(INFORMATION GIVEN Opens)
Issue #1565, opened 2026-08-31
[RFC] Split Ling-3.0 Tiny/Flash serving into three reviewable PRs


cjx0709:
## Summary

PR #1561 currently combines Ling-3.0 Tiny/Flash modeling, replicated MoE, recurrent Radix serving, cache-first DP scheduling, parsers, benchmarks, and unrelated eval changes. This RFC proposes landing the feature in three reviewable slices.

### PR 1: Ling-3.0 Tiny and Flash modeling

- Extend the existing `bailing_hybrid` config surface for Ling-3 KDA + MLA fields, matching the upstream SGLang layout.
- Add one shared `bailing_moe_v3.py` model implementation for Tiny and Flash.
- Support Tiny Q-LoRA, Flash flat Q projection, head-wise MLA gating, KDA lower-bound gating, Flash SwiGLU limits, checkpoint loading, and recurrent-state metadata.
- Add Ling-3 reasoning/tool parsing in a dedicated detector.
- Keep replicated MoE disabled by default and validate this slice with the existing EP/TP path.

### PR 2: Explicit replicated MoE

- Add an opt-in runtime setting; never enable replication as a model-family default.
- Make MoE TP size explicit and independent from EP/world size.
- Replicate expert weights across DP ranks while preserving tensor sharding and TP reduction.
- Initially require `ep_size == 1` for replicated mode; quantized replicated experts remain out of scope.
- Validate Ling-3.0 Tiny with `tp=8, dp=8, ep=1` and a second configuration with per-replica TP greater than one.

### PR 3: Forced cache-aware DP scheduling

- Add a separate `force_cache_aware` DP scheduling policy.
- Preserve the existing soft `cache_aware` behavior.
- Prefer the longest eligible cached prefix, break ties by load, and fall back to shape-aware scheduling on a full miss.
- Avoid adding scheduler diagnostics to the public OpenAI response schema unless a separate API decision is made.

## Validation

- Per-PR CPU/no-checkpoint unit tests and config/weight-mapping coverage.
- Ling-2.x/Kimi regression checks for shared config and KDA code.
- Use Falcon-managed GKE `v6e-1` capacity for PR 1 checkpoint startup and short correctness tests, reusing the shape of recent successful Falcon jobs after current cluster admission/routing checks.
- Add `LIBTPU_INIT_ARGS=--xla_tpu_dvfs_p_state=7` to TPU validation commands.
[...]

PR #1566, opened 2026-08-31
feat(model): add Ling 3 Tiny modeling

cjx0709:
## Motivation

Land PR 1 of #1565 as a reviewable Ling-3 modeling change. The original #1561 mixed modeling, replicated MoE, cache-aware DP scheduling, diagnostics, and unrelated eval changes.

This PR is scoped to Ling-3.0-tiny modeling and the minimum runtime support it needs. Ling-3.0-flash, replicated MoE, and forced cache-aware DP scheduling remain follow-up work.

## Modifications

- Extend `BailingHybridConfig` with the Tiny KDA/MLA layer schedule, safe-gate fields, head-wise MLA gating, and recurrent-state metadata.
- Add `BailingMoeV3ForCausalLM` with Tiny Q-LoRA checkpoint loading, hybrid KDA + MLA decoder layers, dense/shared/routed expert paths, head-wise MLA gates, and Ling-3 KDA lower-bound gating.
- Add a no-op pre-`o_proj` MLA extension point to DeepSeek V3; Ling-3 uses it for its head-wise gate while the shared MLA implementation retains ownership of `o_proj`.
- Propagate the KDA safe-gate configuration through extend/decode and the hybrid recurrent cache path.
- Add Ling-3 reasoning/tool-call parsing while preserving the existing GLM parser behavior.
- Support routed experts with EPMoE only in this Tiny PR; fused and fused-v2 MoE backends are intentionally rejected.
- Remove Flash-only flat-Q/clamp handling, one-off Ling-3 eval and tensor-dump hooks, and the large diagnostic component test from this PR.

### SGLang cookbook-aligned GSM8K

The primary accuracy check follows the current SGLang Ling-3.0-tiny cookbook recipe exactly: full GSM8K, zero-shot chat, thinking enabled, one sample per question, `temperature=1.0`, and `top_p=0.95`.

Environment:

- source commit: `4592bc09ae4769994db30112040b3def92cd905a`
- model: `inclusionAI/Ling-3.0-tiny`
- model revision: `b61f4338de3e68ffc9c0bc1ed5e902981a4a929e`
- evaluator: `sgl-eval` at `a231b7a439b235090ff7baa30778fa2b514309ae`
- runtime: JAX `0.10.2`, BF16, 1x TPU v6e, TP=1
- server parsers: `deepseek-r1` reasoning + `glm45` tool calls, matching the Tiny cookbook

```bash
sgl-eval run gsm8k \
  --base-url http://127.0.0.1:30000/v1 \
  --num-threads 32 \
  --temperature 1.0 \
  --top-p 0.95 \
  --thinking
```

| Runtime | Questions | Score | Stop rate | Truncated | Errors |
| SGLang-JAX, 1x TPU v6e, BF16 | 1,319 | **94.39%** | 100.00% | 0.00% | 0.00% |
| SGLang cookbook reference, 1x H200, BF16 | 1,319 | **94.01%** | - | - | - |

The TPU result is +0.38 percentage points relative to the published SGLang BF16 result under the same stochastic recipe. This does not show a dataset-level quality regression from the fused TPU KDA path. The SGLang reference is published in the [Ling-3.0-tiny cookbook benchmark config](https://github.com/sgl-project/sglang/blob/main/docs/src/snippets/configs/inclusionAI/ling-3.0-tiny-benchmarks.jsx).

### Additional MMLU sanity check

```bash
python3 test/srt/run_eval.py \
  --base-url http://127.0.0.1:30000 \
  --model ling3-tiny \
  --eval-name mmlu \
  --num-examples 1000 \
  --num-threads 16 \
  --temperature 0.0 \
  --max-tokens 8192 \
  --enable-thinking true
```

| Metric | Score |
|---|---:|
| Overall | **0.7110** |
| STEM | 0.8527 |
| Humanities | 0.5229 |
| Social sciences | 0.7685 |
| Other | 0.7846 |

These dataset evaluations validate the Tiny checkpoint. They were collected before the final Tiny-only structural refactor at `800afeddea4ab1ee5dfed7adc666f2c65ebe4539`; that refactor removes Flash-only paths and changes the MLA reuse boundary without changing Tiny's math. The final reviewer follow-up at `fe4b4de732799e1d07a4303bb2ea3836cc1d491f` removes the unvalidated fused-MoE mappings; the evaluated EPMoE execution path is unchanged.

### Targeted tests

```text
59 passed, 149 warnings in 262.97s
```

The Tiny-only structural commit `800afeddea4ab1ee5dfed7adc666f2c65ebe4539` was checked out by SHA and tested on JAX `0.10.2` with a single TPU v6e device.

Coverage includes the full KDA attention suite on TPU, the Bailing hybrid config/layer schedule, Tiny checkpoint mapping, the pre-`o_proj` gate boundary, the hybrid recurrent cache path, Ling-3 reasoning parsing, and Ling-3 tool-call parsing.

- local CPU-compatible targeted suite: `29 passed`
- repository-pinned Ruff 0.13.3: passed on all changed Python files
- `git diff --check`: passed

### Final EPMoE E2E validation

The final source tree for `fe4b4de732799e1d07a4303bb2ea3836cc1d491f` was reconstructed from the pushed base plus the local patch before the commit was pushed, then verified against Git tree `7ee0cc600b60a6c02b6daf2572f73d8665fa7f47`.

- runtime: JAX `0.10.2`, BF16, 1x dedicated TPU v6e, TP=1
- existing TPU suite: `40 passed, 149 warnings in 263.74s`
- checkpoint: revision `b61f4338de3e68ffc9c0bc1ed5e902981a4a929e`, 32 shards, 15,787,992,416 bytes
- server: explicit `--moe-backend epmoe`, FA attention, Ling-3 reasoning/tool parsers
- E2E: health and model endpoints passed; 3/3 deterministic OpenAI Chat requests returned valid completions
- server log scan: no traceback, fatal, OOM, resource-exhaustion, check-failure, or NaN markers

## Benchmarking and Profiling

This PR is scoped to modeling correctness. No performance claim is made here.

## Checklist

- [x] English PR body.
- [x] Linked the split RFC (#1565).
- [x] Included reproducible test commands and exact revisions.
- [x] Removed Flash-only and one-off eval/dump diagnostics from the final diff.
- [x] Ran full-dataset accuracy validation on dedicated non-CI TPU capacity.
- [x] Validated the final refactor with the full KDA suite on a dedicated TPU v6e.
- [x] Validated the final EPMoE-only source tree with the real Tiny checkpoint and OpenAI-compatible E2E requests.


cjx0709:
Direct accelerator validation completed on an isolated temporary v6e-1 pool in `ainfer-tpu-bench`.

- tested commit: `1bf984bc4baf73b2c7b9754f76bf43843ef2bc40` (current follow-up commit is formatting-only)
- runtime: JAX 0.10.2, TPU backend, 1 v6e chip
- result: **58 passed** in 240.56s, including the full KDA/Pallas, Bailing MoE, Ling3 modeling/parser, reasoning parser, and KV-cache mixin suites
- cleanup: the test Job, Pod, TPU node, and temporary node pool were all deleted and verified absent

No extra CI TPU rerun was requested; the normal PR checks are left to the shared CI capacity.

cjx0709:
Tiny accuracy validation update (exact head `243164171367d9d4220d290fe9d7fc5243eccbd6`):

- added the official-HF Torch CPU golden path requested in review, plus deterministic JAX tensor manifests and layer/router dumps
- changed per-step top-k comparison to teacher-force the same HF prefix; free-running logprobs after the first mismatch are no longer reported as if they shared a context
- final TPU component suite: **62 passed** in 285.41s on an isolated `ainfer-tpu-bench` v6e-1
- strict four-prompt accuracy gate: **failed**, so this PR remains Draft/not ready for merge
- 28/32 teacher-forced greedy steps match; the four mismatches occur at one step per prompt
- first layerwise expert-set divergence is layer 4, where about `1.5e-3` router-score drift exceeds an approximately `1.0e-3` group cutoff margin and flips a MoE group
- recomputing grouped top-k from each side's dumped scores plus the same expert bias reproduces its selected experts, so no top-k logic mismatch is currently indicated
- Torch BF16 CPU goldens are hardware-sensitive; canonical generation is now documented/pinned to `n2-highmem-16` rather than claiming `ATEN_CPU_CAPABILITY=default` is portable

The PR body has the per-case cosine/RMSE/top-20 table. All temporary CPU/TPU Jobs and pools were deleted after artifacts were copied; `ainfer-tpu-bench` is back to only `default-pool`.

python/sgl_jax/srt/models/bailing_moe_v3.py
```diff
@@ -0,0 +1,947 @@
...
+                        ("up_proj", "w3_shared"),
+                        ("down_proj", "w2_shared"),
+                    ):
+                        mappings[f"{prefix}.mlp.shared_experts.{source_name}.weight"] = (
+                            WeightMapping(
+                                target_path=f"{target_prefix}.experts.{target_name}",
+                                sharding=(None, None),
+                                transpose=True,
+                            )
+                        )
```
JamesBrianD: In this mapping, fused moe is none sharding. Please check it.

cjx0709: I removed the fused moe v2 in ling3, now only support epmoe, because ling3-tiny is 9B a small scale model.

python/sgl_jax/srt/models/bailing_moe_v3.py
```diff
@@ -0,0 +1,895 @@
...
+    def _pre_o_proj(
+        self,
+        attn_output: jax.Array,
+        hidden_states: jax.Array,
+    ) -> jax.Array:
+        gate, _ = self.g_proj(hidden_states)
+        gate = jax.nn.sigmoid(gate.astype(jnp.float32)).astype(attn_output.dtype)
+        num_tokens = attn_output.shape[0]
+        gated = attn_output.reshape(num_tokens, self.num_heads, self.v_head_dim)
+        gated *= gate[:, :, None]
```
JamesBrianD: Does the num_heads need tp sharding?

python/sgl_jax/srt/models/bailing_moe_v3.py
```diff
@@ -0,0 +1,895 @@
...
+                covered.update(k for k in expert_keys if k in ckpt_keys)
+                continue
+            if "*" in mapping_key:
+                pattern = re.escape(mapping_key).replace(r"\*", r"(.*?)")
+                covered.update(k for k in ckpt_keys if re.fullmatch(pattern, k))
+            else:
+                if mapping_key in ckpt_keys:
+                    covered.add(mapping_key)
+
+        auto_skipped = {k for k in ckpt_keys if loader._is_excluded_layer_weight(k)}
```
JamesBrianD: Could you incorporate all the logic here into the weight loader?

python/sgl_jax/srt/entrypoints/openai/serving_chat.py
```diff
@@ -902,6 +902,12 @@ def _get_reasoning_from_request(self, request: ChatCompletionRequest) -> bool:
             return kwargs.get("enable_thinking") is not False
         if parser == "mimo":
             return kwargs.get("enable_thinking") is True
+        if parser == "ling3":
+            thinking = kwargs.get("thinking")
+            enable_thinking = kwargs.get("enable_thinking")
```
MokusMokun: why there are two model reasoning/thinking switches ? seems like unnecessary redundancy.

python/sgl_jax/srt/function_call/ling3_detector.py
```diff
@@ -0,0 +1,22 @@
...
+        re.DOTALL,
+    )
+
+    def __init__(self):
+        super().__init__()
+        self.func_detail_regex = re.compile(
+            r"<tool_call>\s*(.*?)(?:(?:\\n|\n)\s*|(?=<arg_key>)|(?=</tool_call>))"
+            r"(<arg_key>.*?)?</tool_call>",
+            re.DOTALL,
+        )
```
MokusMokun, line 22: `Ling3Detector`, including its parent `Glm4MoeDetector`, seems like having a issue for non-streaming inference path: it passes exact tool-name lookup without stripping whitespace

For example, "<tool_call>execute_bash  \n..." produces "execute_bash  " and is rejected as undefined. Please apply .strip() somewhere.

python/sgl_jax/srt/models/bailing_moe_v3.py
cjx0709: align to `["data", "tensor"]` style

python/sgl_jax/srt/models/bailing_moe_v3.py
cjx0709: move to weight loader

python/sgl_jax/srt/function_call/ling3_detector.py
cjx0709: sovled

python/sgl_jax/srt/entrypoints/openai/serving_chat.py
cjx0709: good notice, solved

JamesBrianD (approved):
(INFORMATION GIVEN Closes)
Transcribe only, please, the lines from the first line of the records through the line with "- Add an opt-in". Both of those lines are included.

Issue #1565, opened 2026-08-31
[RFC] Split Ling-3.0 Tiny/Flash serving into three reviewable PRs


cjx0709:
## Summary

PR #1561 currently combines Ling-3.0 Tiny/Flash modeling, replicated MoE, recurrent Radix serving, cache-first DP scheduling, parsers, benchmarks, and unrelated eval changes. This RFC proposes landing the feature in three reviewable slices.

### PR 1: Ling-3.0 Tiny and Flash modeling

- Extend the existing `bailing_hybrid` config surface for Ling-3 KDA + MLA fields, matching the upstream SGLang layout.
- Add one shared `bailing_moe_v3.py` model implementation for Tiny and Flash.
- Support Tiny Q-LoRA, Flash flat Q projection, head-wise MLA gating, KDA lower-bound gating, Flash SwiGLU limits, checkpoint loading, and recurrent-state metadata.
- Add Ling-3 reasoning/tool parsing in a dedicated detector.
- Keep replicated MoE disabled by default and validate this slice with the existing EP/TP path.

### PR 2: Explicit replicated MoE

- Add an opt-in runtime setting; never enable replication as a model-family default.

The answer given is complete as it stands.